## What you need to do
Line by line, transcribe the listing below exactly.

## Data shown
*-*-*

PR #146, opened 2020-04-27
Implemented Co-Regularized Multi-view Spectral Clustering

### LINKED ISSUE #138: Spectral Clustering n_init parameter is unused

*-*-*

## Solution
PR #146, opened 2020-04-27
Implemented Co-Regularized Multi-view Spectral Clustering

### LINKED ISSUE #138: Spectral Clustering n_init parameter is unused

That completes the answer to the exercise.